▸ **WHAT THIS TASK INVOLVES**:
Gather all lines in the records below that include the word "pkgClient".

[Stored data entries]
PR #1088, opened 2021-11-08
Add logic for asking user content if secret export exists before adding secret of the same name

### LINKED ISSUE #1057: For secret plugin, Sharing of registry secret to all the namespace without user consent
**Bug description**
tanzu cli supports the functionality of adding registry secret via secret plugin. This helps to create a k8s secret in the particular namespace. This plugin supports the flag --export-to-all-namespaces which allows to export the created secret to all the existing and future namespaces in the cluster. When using this flag, user gets a warning and has to explicitly confirm so that the secret can be exported to all the namespaces. --export-to-all-namespaces flag in the backed creates a SecretExport CRD which is responsible for exporting the secret.

The issue here is at the time of creating the secret (without exporting), the plugin doesn't check for the existence of secret's SecretExport CRD. If there is an existing SecretExport CRD with the same name as of the secret, even though --export-to-all-namespaces flag is not used, the secret will be exported to all the namespaces.

Currently on TKG there are many service accounts (SA) with the privilege of creating the SecretExport. Any of the below SAs can create SecretExport CR

ako-tkg-system-sa (tkg-system namespace)
fluentbit-tanzu-package-repo-global-sa (tanzu-package-repo-global namespace)
secretgen-controller-sa (tanzu-system namespace)
tanzu-addons-package-sa (tkg-system namespace)
tkg-addons-app-sa (tkg-system namespace)
Reproduction Steps

tanzu secret registry add test-secret --server projects-stg.registry.vmware.com --username test-user --password test-password
In this case, though the user has just created a namespaced scoped secret, it will be available to all the namespace without user's knowledge/consent.

- [ ] APIs
- [ ] Addons
- [X] CLI
- [ ] Docs
- [ ] IAM
- [ ] Installation
- [X] Plugin
- [ ] Security
- [ ] Test and Release
- [ ] User Experience

**Expected behavior**
Before creating the secret, make sure the SecretExport with the same name does not exists. If it exists, inform the user accordingly and ask for consent before exporting the secret or delete the existing CR before creating the secret.
There are lot of other service accounts with capability of creating SecretExport functionality. Since this is very critical feature, as a principle of least privilege, try to limit the SAs from creating/modifying the SecretExport CR if not required.

**Step 1**: Using cluster-admin or any of the above SA, create the SecretExport CR directly on the cluster using kubectl

apiVersion: secretgen.carvel.dev/v1alpha1
kind: SecretExport
metadata:
  name: test-secret
  namespace: default
spec:
  toNamespace: '*'

**Step 2**: Using tanzu cli, create a registry secret without exporting

shivaani0505:
Add prompt for asking user content when secret is being added and secretexport of the same name exists before.

Fixes #1057 

```
 >> tanzu secret registry add test-private -n test-ns --server us-east4-docker.pkg.dev --username _json_key --password-file ~/private-auth-plugin/pass-file-5
Warning: SecretExport with the same name exists already, given secret contents will be available 'to all namespaces'.

Are you sure you want to proceed? [y/N]: y

\ Updating registry secret 'test-private'... 
 Updated registry secret 'test-private' in namespace 'test-ns'
```
### Release note

```release-note
Add prompt for asking user content when secret is being added and secretexport of the same name exists before.
```

### PR Checklist

### DIFF
--- a/cmd/cli/plugin/secret/registry_secret_add.go
+++ b/cmd/cli/plugin/secret/registry_secret_add.go
@@ -54,10 +54,7 @@ func init() {
 	registrySecretAddCmd.MarkFlagRequired("username") //nolint
 }
 
-func registrySecretAdd(cmd *cobra.Command, args []string) error {
-
-	var exported string
-
+func registrySecretAdd(cmd *cobra.Command, args []string) error { //nolint:gocyclo
 	registrySecretOp.SecretName = args[0]
 
 	password, err := extractPassword()
@@ -94,25 +91,24 @@ func registrySecretAdd(cmd *cobra.Command, args []string) error {
 		}
 
 		for j := range secretExportList.Items {
-			exported = "not exported"
+			export := ""
 			secretExport := secretExportList.Items[j]
 			if secretExport.Name == registrySecretOp.SecretName {
-
 				ns := &corev1.NamespaceList{}
 
 				err = kc.GetClient().List(context.Background(), ns)
 				if err != nil {
 					return err
 				}
-				
+
 				if findInList(secretExport.Spec.ToNamespaces, "*") || secretExport.Spec.ToNamespace == "*" {
-					exported = "to all namespaces"
+					export = "all namespaces"
 				} else {
-					exported = "to some namespaces"
+					export = "some namespaces"
 				}
 
-				// Ask user consent when secretexport has been created by kubectl and user tries to add secret of the same name as secretexport without using --export-to-all-namespaces flag
-				log.Warningf("Warning: SecretExport with the same name exists already, given secret contents will be available '%s'.\n\n", exported)
+				// Ask user consent when SecretExport has been created by kubectl and user tries to add secret of the same name as SecretExport without using --export-to-all-namespaces flag
+				log.Warningf("Warning: SecretExport with the same name exists already, given secret contents will be available to %s. If you decide not to proceed, you can either delete the SecretExport or specify a different secret name.\n\n", export)
 				if !registrySecretOp.SkipPrompt {
 					if err := cli.AskForConfirmation("Are you sure you want to proceed?"); err != nil {
 						return errors.New("creation of the secret got aborted")
--- a/cmd/cli/plugin/secret/registry_secret_add.go
+++ b/cmd/cli/plugin/secret/registry_secret_add.go
@@ -77,13 +77,15 @@ func registrySecretAdd(cmd *cobra.Command, args []string) error {
 	}
 
 	if registrySecretOp.ExportToAllNamespaces {
-		log.Warning("Warning: By choosing --export-to-all-namespaces, given secret contents will be available to ALL users in ALL namespaces. Please ensure that included registry credentials allow only read-only access to the registry with minimal necessary scope.\n\n")
-		if !registrySecretOp.SkipPrompt {
-			if err := cli.AskForConfirmation("Are you sure you want to proceed?"); err != nil {
-				return errors.New("creation of the secret got aborted")
-			}
+		// Creating a SecretExport resource X that conflicts with a previously defined SecretExport Y that was exported to all namespaces could result in privilege escalation if the user does not access to other namespaces. This check prevents it by trying to list the namespaces
+		if err := checkNamespaceList(kc); err != nil {
+			return err
 		}
-		log.Info("\n")
+		msg := "Warning: By choosing --export-to-all-namespaces, given secret contents will be available to ALL users in ALL namespaces. Please ensure that included registry credentials allow only read-only access to the registry with minimal necessary scope.\n\n"
+		err := issueWarningAndPromptUser(msg)
+		if err != nil {
+			return err
+		}
 	} else if err := checkSecretExportExists(pkgClient, kc); err != nil {
 		return err
 	}
@@ -216,13 +218,13 @@ func checkSecretExportExists(pkgClient tkgpackageclient.TKGPackageClient, kc kap
 	}
 
 	// Ask user consent when SecretExport has been created by kubectl and user tries to add secret of the same name as SecretExport without using --export-to-all-namespaces flag
-	log.Warningf("Warning: SecretExport with the same name exists already, given secret contents will be available to %s. If you decide not to proceed, you can either delete the SecretExport or specify a different secret name.\n\n", export)
-	if !registrySecretOp.SkipPrompt {
-		if err := cli.AskForConfirmation("Are you sure you want to proceed?"); err != nil {
-			return errors.New("creation of the secret got aborted")
-		}
+	msg := "Warning: SecretExport with the same name exists already, given secret contents will be available to %s. If you decide not to proceed, you can either delete the SecretExport or specify a different secret name.\n\n"
+	msg = fmt.Sprintf(msg, export)
+	err = issueWarningAndPromptUser(msg)
+	if err != nil {
+		return err
 	}
-	log.Info("\n")
+
 	return nil
 }
 
@@ -236,4 +238,15 @@ func checkSecretExists(kc kappclient.Client) (bool, error) {
 		}
 	}
 	return notFound, nil
+}
+
+func issueWarningAndPromptUser(msg string) error {
+	log.Warning(msg)
+	if !registrySecretOp.SkipPrompt {
+		if err := cli.AskForConfirmation("Are you sure you want to proceed?"); err != nil {
+			return errors.New("creation of the secret got aborted")
+		}
+	}
+	log.Info("\n")
+	return nil
 }
--- a/cmd/cli/plugin/secret/registry_secret_add.go
+++ b/cmd/cli/plugin/secret/registry_secret_add.go
@@ -55,6 +55,9 @@ func init() {
 }
 
 func registrySecretAdd(cmd *cobra.Command, args []string) error {
+
+	var exported string
+
 	registrySecretOp.SecretName = args[0]
 
 	password, err := extractPassword()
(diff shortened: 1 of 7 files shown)


cmd/cli/plugin/secret/registry_secret_add.go
```diff
@@ -74,16 +87,41 @@ func registrySecretAdd(cmd *cobra.Command, args []string) error {
...
 
-	kc, err := kappclient.NewKappClient(registrySecretOp.KubeConfig)
-	if err != nil {
-		return err
+		for j := range secretExportList.Items {
+			exported = "not exported"
+			secretExport := secretExportList.Items[j]
+			if secretExport.Name == registrySecretOp.SecretName {
+
+				ns := &corev1.NamespaceList{}
```
shivaani0505, line 101: @vijaykatam I am bit confused about the namespace check ( for kubectl get ns), whether it should be a List or Get.
Is this on the same lines you had intended?

piyush-saurabh:
The change looks good to me from security point of view. As a UX feedback, the warning message can be more descriptive.

cmd/cli/plugin/secret/registry_secret_add.go
```diff
@@ -54,7 +54,7 @@ func init() {
 	registrySecretAddCmd.MarkFlagRequired("username") //nolint
 }
 
-func registrySecretAdd(cmd *cobra.Command, args []string) error {
+func registrySecretAdd(cmd *cobra.Command, args []string) error { //nolint:gocyclo
```
vijaykatam, line 57: If we are adding `nolint`, could we make it specific? For example `// nolint:gocyclo,funlen`

cmd/cli/plugin/secret/registry_secret_add.go
```diff
@@ -74,16 +84,40 @@ func registrySecretAdd(cmd *cobra.Command, args []string) error {
...
 		}
 		log.Info("\n")
-	}
-
-	pkgClient, err := tkgpackageclient.NewTKGPackageClient(registrySecretOp.KubeConfig)
-	if err != nil {
-		return err
-	}
+	} else {
+		secretExportList, err := pkgClient.ListSecretExports(registrySecretOp)
```
vijaykatam, line 88: Could we get the SecretExport with the name = registrySecretOp.SecretName instead of listing all? Would remove the need to do a for loop on line 93.

cmd/cli/plugin/secret/registry_secret_add.go
vijaykatam: Probably a code comment explaining this. Something like "Creating a SecretExport resource _X_ that conflicts with a previously defined SecretExport _Y_ that was exported to all namespaces could result in privilege escalation if the user does not access to other namespaces. This check prevents it by trying to list the namespaces"

cmd/cli/plugin/secret/registry_secret_add.go
```diff
@@ -74,16 +84,40 @@ func registrySecretAdd(cmd *cobra.Command, args []string) error {
...
+				}
+
+				if findInList(secretExport.Spec.ToNamespaces, "*") || secretExport.Spec.ToNamespace == "*" {
+					export = "all namespaces"
+				} else {
+					export = "some namespaces"
+				}
+
+				// Ask user consent when SecretExport has been created by kubectl and user tries to add secret of the same name as SecretExport without using --export-to-all-namespaces flag
+				log.Warningf("Warning: SecretExport with the same name exists already, given secret contents will be available to %s. If you decide not to proceed, you can either delete the SecretExport or specify a different secret name.\n\n", export)
```
danniel1205, line 111: nit-pick: we might not want to add `Warning:` since `log.Warningf` should already have that prepended.

cmd/cli/plugin/secret/registry_secret_add.go
```diff
@@ -74,16 +84,40 @@ func registrySecretAdd(cmd *cobra.Command, args []string) error {
...
+				if !registrySecretOp.SkipPrompt {
+					if err := cli.AskForConfirmation("Are you sure you want to proceed?"); err != nil {
+						return errors.New("creation of the secret got aborted")
+					}
+				}
+				log.Info("\n")
```
danniel1205, line 117: Question: is there any specific reason we want to print a change-line via `log.Info` ? The reason why I am asking is that I see we already have two `\n`s from https://github.com/vmware-tanzu/tanzu-framework/pull/1088/files#diff-acb06893c75ae6caca902b2669b6d4d6fd949951490626d59d8241b0b03088b8R111

cmd/cli/plugin/secret/registry_secret_add.go
maralavi: As far as I can tell, ```log.Warningf``` doesn't prepend a "Warning"

cmd/cli/plugin/secret/registry_secret_add.go
maralavi: I respond as I had added the same to the ```registry_secret_add.go``` and ```registry_secret_update.go```. That is to add a separation after the warning message and the rest of the flow, so for aesthetic reasons.

cmd/cli/plugin/secret/registry_secret_add.go
shivaani0505: Output is:
"Warning: SecretExport with the same name exists already, given secret contents will be available to all namespaces. If you decide not to proceed, you can either delete the SecretExport or specify a different secret name."

cmd/cli/plugin/secret/registry_secret_add.go
shivaani0505: Fixed

cmd/cli/plugin/secret/registry_secret_add.go
shivaani0505: it is only gocyclo 
no issue with funlen

cmd/cli/plugin/secret/registry_secret_add.go
```diff
@@ -74,16 +85,41 @@ func registrySecretAdd(cmd *cobra.Command, args []string) error {
...
-	}
+	} else {
+		export := ""
+		secretExport, err := pkgClient.GetSecretExport(registrySecretOp)
 
-	pkgClient, err := tkgpackageclient.NewTKGPackageClient(registrySecretOp.KubeConfig)
-	if err != nil {
-		return err
-	}
+		if err != nil {
```
vijaykatam, line 92:
```
if err != nil && !apierrors.IsNotFound(err) {
return err
}
```

cmd/cli/plugin/secret/registry_secret_add.go
vijaykatam: ^ could you address

cmd/cli/plugin/secret/registry_secret_add.go
danniel1205: Thanks for the explanation. There are many other places have `\n`s constructed within the message string. It might become hard to maintain with the growth of our code base. 

- If the newer log lib has some enhancements on `change-lines`, I as a developer might have a hard time to make modifications accordingly in all places and it also takes time to test all messages.
- I am also thinking about the "consistency" among all plugins. Other plugin owner might not append `\n` within their messages or they might think `\n\n\n` is better. We might be fine in this case as long as users are ok with it.

Based on above reasons(maintainability and consistency), I feel like building an API on top of `log.xxx` might be a good idea. Developers just need to provide the content of a message without worrying about `change-lines`. This is definitely something could be addressed in the future, not a blocker for this PR to get merged.

cmd/cli/plugin/secret/registry_secret_add.go
shivaani0505: Fixed by breaking into functions

cmd/cli/plugin/secret/registry_secret_add.go
shivaani0505: Fixed

cmd/cli/plugin/secret/registry_secret_add.go
```diff
@@ -66,6 +66,16 @@ func registrySecretAdd(cmd *cobra.Command, args []string) error {
...
+		return err
+	}
+
+	kc, err := kappclient.NewKappClient(registrySecretOp.KubeConfig)
+	if err != nil {
+		return err
+	}
+
 	if registrySecretOp.ExportToAllNamespaces {
 		log.Warning("Warning: By choosing --export-to-all-namespaces, given secret contents will be available to ALL users in ALL namespaces. Please ensure that included registry credentials allow only read-only access to the registry with minimal necessary scope.\n\n")
```
vijaykatam, line 80: Lets add `checkNamespacesList()` here as well prior to warning.

cmd/cli/plugin/secret/registry_secret_add.go
```diff
@@ -185,3 +183,57 @@ func extractPassword() (string, error) {
...
+	export := ""
+	secretExport, err := pkgClient.GetSecretExport(registrySecretOp)
+
+	if err != nil && !apierrors.IsNotFound(err) {
+		return err
+	}
+
+	// No error means we found a matching SecretExport
+
+	// Creating a SecretExport resource X that conflicts with a previously defined SecretExport Y that was exported to all namespaces could result in privilege escalation if the user does not access to other namespaces. This check prevents it by trying to list the namespaces
```
vijaykatam, line 207: @shyaamsn - Would you recommend a more terse comment? (I agree the statement can be confusing)

shyaamsn: I dont have a better recommendation either. Lets stick to this and iterate later if we have a better wording.

cmd/cli/plugin/secret/registry_secret_add.go
shivaani0505: After adding this, cyclomatic complexity increased to 16>15, so had to introduce another function issueWarningAndPromptUser to further break the parent function and resolve lint issue

vijaykatam (approved):

pkg/v1/tkg/test/tkgpackageclient/package_plugin_integration_test.go
```diff
@@ -411,6 +413,7 @@ func testHelper() {
 	err = json.Unmarshal(resultImgPullSecret.Stdout.Bytes(), &imgPullSecretOutput)
 	Expect(err).ToNot(HaveOccurred())
 	Expect(len(imgPullSecretOutput)).To(BeNumerically(">=", 1))
+	 */
```
maralavi, line 416: Did this changed pass locally? If not and if the pipeline failed, I'd probably comment till the end of line 437, so that it starts off by adding a repository.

▸ **EXPECTED ANSWER**:
 	} else if err := checkSecretExportExists(pkgClient, kc); err != nil {
@@ -216,13 +218,13 @@ func checkSecretExportExists(pkgClient tkgpackageclient.TKGPackageClient, kc kap
-	pkgClient, err := tkgpackageclient.NewTKGPackageClient(registrySecretOp.KubeConfig)
+		secretExportList, err := pkgClient.ListSecretExports(registrySecretOp)
+		secretExport, err := pkgClient.GetSecretExport(registrySecretOp)
-	pkgClient, err := tkgpackageclient.NewTKGPackageClient(registrySecretOp.KubeConfig)
+	secretExport, err := pkgClient.GetSecretExport(registrySecretOp)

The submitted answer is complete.